**Exercise**.
Needed from the data below: every line from the one with "This should allow" up to and including the one with "For interchaintest-e2e.yaml github action", repeated exactly and with nothing else.

**Stored data**.

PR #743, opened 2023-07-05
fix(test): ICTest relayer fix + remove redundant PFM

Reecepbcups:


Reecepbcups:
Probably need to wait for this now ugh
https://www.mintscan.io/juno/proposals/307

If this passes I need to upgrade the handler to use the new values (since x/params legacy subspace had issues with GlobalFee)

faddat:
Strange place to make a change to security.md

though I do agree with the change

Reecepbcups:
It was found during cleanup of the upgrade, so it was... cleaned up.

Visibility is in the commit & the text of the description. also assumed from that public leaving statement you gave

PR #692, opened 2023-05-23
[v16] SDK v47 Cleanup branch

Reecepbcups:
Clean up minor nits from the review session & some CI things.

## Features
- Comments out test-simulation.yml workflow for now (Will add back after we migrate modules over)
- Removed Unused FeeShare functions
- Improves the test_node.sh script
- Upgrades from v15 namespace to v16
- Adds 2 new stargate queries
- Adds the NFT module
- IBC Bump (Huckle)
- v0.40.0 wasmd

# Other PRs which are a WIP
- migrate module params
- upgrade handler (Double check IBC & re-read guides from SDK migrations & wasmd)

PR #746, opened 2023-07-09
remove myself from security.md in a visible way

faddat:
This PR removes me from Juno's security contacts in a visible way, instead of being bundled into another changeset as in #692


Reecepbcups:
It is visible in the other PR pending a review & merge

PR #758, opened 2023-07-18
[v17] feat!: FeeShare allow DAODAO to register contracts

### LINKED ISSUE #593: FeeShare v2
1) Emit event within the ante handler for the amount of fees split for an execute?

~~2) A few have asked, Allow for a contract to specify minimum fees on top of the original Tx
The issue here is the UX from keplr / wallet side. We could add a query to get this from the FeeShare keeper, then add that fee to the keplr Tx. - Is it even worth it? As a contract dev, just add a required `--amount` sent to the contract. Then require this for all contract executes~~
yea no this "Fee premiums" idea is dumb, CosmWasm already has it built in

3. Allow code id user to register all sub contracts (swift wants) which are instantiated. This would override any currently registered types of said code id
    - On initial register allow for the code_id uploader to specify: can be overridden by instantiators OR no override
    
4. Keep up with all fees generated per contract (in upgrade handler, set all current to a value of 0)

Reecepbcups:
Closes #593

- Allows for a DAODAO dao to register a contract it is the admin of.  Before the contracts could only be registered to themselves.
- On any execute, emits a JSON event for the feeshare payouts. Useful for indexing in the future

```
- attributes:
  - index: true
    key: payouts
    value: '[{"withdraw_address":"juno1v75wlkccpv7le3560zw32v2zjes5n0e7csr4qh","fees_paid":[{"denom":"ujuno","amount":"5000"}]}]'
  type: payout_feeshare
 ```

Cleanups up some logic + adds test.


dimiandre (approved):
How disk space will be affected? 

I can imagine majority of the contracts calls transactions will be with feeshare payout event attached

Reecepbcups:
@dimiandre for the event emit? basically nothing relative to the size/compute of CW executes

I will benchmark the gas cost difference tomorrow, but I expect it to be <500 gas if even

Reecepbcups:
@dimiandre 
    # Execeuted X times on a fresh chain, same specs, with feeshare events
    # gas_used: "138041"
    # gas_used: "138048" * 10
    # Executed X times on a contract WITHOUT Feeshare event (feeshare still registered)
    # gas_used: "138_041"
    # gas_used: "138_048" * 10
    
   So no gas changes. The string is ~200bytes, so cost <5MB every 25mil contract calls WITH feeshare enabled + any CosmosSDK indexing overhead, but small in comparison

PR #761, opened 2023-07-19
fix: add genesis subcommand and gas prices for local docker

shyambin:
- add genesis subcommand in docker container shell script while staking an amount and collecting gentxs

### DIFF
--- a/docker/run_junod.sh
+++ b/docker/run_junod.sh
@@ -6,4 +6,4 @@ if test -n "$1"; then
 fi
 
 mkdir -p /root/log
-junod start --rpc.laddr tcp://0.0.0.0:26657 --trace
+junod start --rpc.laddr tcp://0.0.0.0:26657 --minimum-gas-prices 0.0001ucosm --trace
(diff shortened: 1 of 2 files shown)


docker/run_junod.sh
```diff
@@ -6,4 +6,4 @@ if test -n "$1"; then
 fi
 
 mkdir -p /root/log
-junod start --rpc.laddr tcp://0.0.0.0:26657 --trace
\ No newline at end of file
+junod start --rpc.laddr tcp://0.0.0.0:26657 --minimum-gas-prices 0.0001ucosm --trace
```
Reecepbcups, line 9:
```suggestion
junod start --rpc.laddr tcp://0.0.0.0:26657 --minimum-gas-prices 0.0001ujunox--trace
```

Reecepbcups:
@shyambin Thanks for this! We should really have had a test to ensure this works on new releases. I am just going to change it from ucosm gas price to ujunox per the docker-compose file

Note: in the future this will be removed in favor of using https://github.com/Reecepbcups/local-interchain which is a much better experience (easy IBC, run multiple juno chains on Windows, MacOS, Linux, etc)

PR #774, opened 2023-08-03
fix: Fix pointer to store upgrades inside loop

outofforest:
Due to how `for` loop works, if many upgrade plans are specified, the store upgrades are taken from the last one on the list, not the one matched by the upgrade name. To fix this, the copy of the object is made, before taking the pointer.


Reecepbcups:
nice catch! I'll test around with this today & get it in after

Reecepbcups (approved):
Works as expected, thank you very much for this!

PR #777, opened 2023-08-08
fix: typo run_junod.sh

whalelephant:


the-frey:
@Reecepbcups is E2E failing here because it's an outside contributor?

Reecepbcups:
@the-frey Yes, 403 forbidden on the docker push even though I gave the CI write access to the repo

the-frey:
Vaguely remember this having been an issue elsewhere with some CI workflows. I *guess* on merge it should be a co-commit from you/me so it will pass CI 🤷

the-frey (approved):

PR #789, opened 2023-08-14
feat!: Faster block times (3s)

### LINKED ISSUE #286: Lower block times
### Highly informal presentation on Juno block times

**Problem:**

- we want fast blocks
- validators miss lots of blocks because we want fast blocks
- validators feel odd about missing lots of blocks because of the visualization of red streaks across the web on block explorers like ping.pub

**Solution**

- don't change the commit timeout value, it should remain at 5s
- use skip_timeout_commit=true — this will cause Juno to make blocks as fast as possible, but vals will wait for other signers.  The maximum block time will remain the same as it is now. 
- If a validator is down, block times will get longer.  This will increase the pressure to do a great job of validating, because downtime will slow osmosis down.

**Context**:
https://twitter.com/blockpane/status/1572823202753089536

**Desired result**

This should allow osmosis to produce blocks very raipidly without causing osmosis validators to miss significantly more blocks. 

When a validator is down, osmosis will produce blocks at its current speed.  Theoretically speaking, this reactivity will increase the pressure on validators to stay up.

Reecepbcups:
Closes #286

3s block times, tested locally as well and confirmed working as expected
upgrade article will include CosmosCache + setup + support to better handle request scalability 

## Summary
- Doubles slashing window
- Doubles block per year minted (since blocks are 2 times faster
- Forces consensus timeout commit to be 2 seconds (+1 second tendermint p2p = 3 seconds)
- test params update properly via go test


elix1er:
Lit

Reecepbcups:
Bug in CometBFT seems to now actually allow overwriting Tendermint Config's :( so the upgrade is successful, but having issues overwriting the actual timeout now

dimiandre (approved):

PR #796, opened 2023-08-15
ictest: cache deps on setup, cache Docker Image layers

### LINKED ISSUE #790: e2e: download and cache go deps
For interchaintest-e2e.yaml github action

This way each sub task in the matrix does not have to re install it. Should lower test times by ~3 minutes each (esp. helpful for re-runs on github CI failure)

**Answer section**.
This should allow osmosis to produce blocks very raipidly without causing osmosis validators to miss significantly more blocks. 

When a validator is down, osmosis will produce blocks at its current speed.  Theoretically speaking, this reactivity will increase the pressure on validators to stay up.

Reecepbcups:
Closes #286

3s block times, tested locally as well and confirmed working as expected
upgrade article will include CosmosCache + setup + support to better handle request scalability 

## Summary
- Doubles slashing window
- Doubles block per year minted (since blocks are 2 times faster
- Forces consensus timeout commit to be 2 seconds (+1 second tendermint p2p = 3 seconds)
- test params update properly via go test


elix1er:
Lit

Reecepbcups:
Bug in CometBFT seems to now actually allow overwriting Tendermint Config's :( so the upgrade is successful, but having issues overwriting the actual timeout now

dimiandre (approved):

PR #796, opened 2023-08-15
ictest: cache deps on setup, cache Docker Image layers

### LINKED ISSUE #790: e2e: download and cache go deps
For interchaintest-e2e.yaml github action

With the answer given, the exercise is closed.